_WHAT THE EXERCISE ASKS_:
Extract each line of the records below that contains the word "Engine".

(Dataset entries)
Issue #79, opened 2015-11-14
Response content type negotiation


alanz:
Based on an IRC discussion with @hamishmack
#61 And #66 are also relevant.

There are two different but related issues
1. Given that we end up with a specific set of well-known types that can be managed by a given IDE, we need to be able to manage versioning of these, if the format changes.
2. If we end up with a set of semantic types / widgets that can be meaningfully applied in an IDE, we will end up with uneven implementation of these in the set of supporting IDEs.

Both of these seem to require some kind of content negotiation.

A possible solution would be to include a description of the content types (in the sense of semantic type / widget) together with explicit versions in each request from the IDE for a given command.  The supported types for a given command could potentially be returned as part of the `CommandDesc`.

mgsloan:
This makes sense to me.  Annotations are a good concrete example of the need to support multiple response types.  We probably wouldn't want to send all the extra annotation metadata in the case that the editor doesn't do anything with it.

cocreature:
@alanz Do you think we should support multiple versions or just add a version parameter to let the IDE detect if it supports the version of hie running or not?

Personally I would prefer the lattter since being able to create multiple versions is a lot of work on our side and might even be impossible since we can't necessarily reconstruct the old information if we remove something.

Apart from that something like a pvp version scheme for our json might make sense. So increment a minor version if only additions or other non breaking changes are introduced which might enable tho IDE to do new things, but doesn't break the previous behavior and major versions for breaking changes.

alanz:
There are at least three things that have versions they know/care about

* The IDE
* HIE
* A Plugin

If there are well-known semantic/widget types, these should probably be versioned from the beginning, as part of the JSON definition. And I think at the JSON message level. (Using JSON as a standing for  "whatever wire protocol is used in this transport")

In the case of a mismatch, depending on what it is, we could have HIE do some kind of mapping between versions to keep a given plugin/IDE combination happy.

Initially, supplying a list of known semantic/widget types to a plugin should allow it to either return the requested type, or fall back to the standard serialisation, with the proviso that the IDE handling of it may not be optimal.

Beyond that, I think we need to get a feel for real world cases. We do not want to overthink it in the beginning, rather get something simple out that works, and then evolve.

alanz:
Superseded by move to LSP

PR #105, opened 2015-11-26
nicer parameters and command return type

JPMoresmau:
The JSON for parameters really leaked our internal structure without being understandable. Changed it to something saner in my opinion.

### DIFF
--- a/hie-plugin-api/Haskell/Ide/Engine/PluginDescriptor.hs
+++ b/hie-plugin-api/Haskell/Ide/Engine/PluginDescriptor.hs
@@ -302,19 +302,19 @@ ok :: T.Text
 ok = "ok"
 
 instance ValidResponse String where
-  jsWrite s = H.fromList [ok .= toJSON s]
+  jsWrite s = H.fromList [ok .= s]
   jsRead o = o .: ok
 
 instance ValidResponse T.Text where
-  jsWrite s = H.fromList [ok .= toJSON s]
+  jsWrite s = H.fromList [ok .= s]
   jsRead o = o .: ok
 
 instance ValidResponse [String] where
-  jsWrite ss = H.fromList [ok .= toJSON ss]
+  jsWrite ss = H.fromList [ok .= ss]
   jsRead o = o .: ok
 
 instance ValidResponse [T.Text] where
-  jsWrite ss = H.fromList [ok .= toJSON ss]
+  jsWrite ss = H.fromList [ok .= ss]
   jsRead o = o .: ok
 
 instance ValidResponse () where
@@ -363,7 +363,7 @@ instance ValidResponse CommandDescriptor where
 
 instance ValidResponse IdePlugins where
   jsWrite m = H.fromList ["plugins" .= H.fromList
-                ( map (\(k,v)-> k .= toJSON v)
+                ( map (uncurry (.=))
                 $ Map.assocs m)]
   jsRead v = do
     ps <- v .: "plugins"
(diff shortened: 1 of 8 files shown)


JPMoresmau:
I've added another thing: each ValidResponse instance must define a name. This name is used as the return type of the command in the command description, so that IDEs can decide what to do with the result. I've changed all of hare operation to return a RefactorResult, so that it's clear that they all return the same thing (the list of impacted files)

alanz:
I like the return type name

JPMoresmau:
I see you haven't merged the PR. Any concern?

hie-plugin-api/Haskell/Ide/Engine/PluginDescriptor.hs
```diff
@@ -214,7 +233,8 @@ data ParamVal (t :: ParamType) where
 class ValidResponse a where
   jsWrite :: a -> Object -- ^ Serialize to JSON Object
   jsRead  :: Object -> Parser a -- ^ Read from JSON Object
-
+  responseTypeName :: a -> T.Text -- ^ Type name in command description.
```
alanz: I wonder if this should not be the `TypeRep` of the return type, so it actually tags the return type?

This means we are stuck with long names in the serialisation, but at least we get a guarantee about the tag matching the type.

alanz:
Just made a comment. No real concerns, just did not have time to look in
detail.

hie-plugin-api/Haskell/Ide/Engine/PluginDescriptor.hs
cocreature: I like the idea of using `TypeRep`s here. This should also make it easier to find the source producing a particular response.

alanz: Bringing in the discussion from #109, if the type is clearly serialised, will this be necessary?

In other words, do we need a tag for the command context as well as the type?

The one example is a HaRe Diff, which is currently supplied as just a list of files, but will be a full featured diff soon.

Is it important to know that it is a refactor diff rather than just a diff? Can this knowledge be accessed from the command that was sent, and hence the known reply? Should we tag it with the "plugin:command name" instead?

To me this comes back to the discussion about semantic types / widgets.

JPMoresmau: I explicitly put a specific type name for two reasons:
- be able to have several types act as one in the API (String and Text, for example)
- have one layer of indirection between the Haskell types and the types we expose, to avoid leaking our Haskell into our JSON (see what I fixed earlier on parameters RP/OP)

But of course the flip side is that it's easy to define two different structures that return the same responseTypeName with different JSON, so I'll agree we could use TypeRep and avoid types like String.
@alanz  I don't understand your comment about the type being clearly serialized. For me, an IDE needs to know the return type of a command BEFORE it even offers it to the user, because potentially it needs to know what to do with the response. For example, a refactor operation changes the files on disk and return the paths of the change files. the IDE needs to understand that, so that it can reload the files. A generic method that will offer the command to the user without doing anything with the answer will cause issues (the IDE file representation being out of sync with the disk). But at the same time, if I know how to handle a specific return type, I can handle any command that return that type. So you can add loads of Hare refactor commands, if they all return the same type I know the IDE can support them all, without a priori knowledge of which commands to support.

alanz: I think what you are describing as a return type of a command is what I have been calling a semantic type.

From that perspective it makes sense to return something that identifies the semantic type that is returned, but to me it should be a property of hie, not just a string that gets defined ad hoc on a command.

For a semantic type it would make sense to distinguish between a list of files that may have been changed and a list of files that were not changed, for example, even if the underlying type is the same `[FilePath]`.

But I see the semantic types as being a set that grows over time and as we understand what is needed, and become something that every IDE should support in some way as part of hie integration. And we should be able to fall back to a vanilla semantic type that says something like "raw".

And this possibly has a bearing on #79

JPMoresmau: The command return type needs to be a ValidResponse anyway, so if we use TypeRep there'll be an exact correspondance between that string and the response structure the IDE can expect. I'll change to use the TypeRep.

_SOLUTION TO THIS PROBLEM_:
--- a/hie-plugin-api/Haskell/Ide/Engine/PluginDescriptor.hs
+++ b/hie-plugin-api/Haskell/Ide/Engine/PluginDescriptor.hs
hie-plugin-api/Haskell/Ide/Engine/PluginDescriptor.hs
hie-plugin-api/Haskell/Ide/Engine/PluginDescriptor.hs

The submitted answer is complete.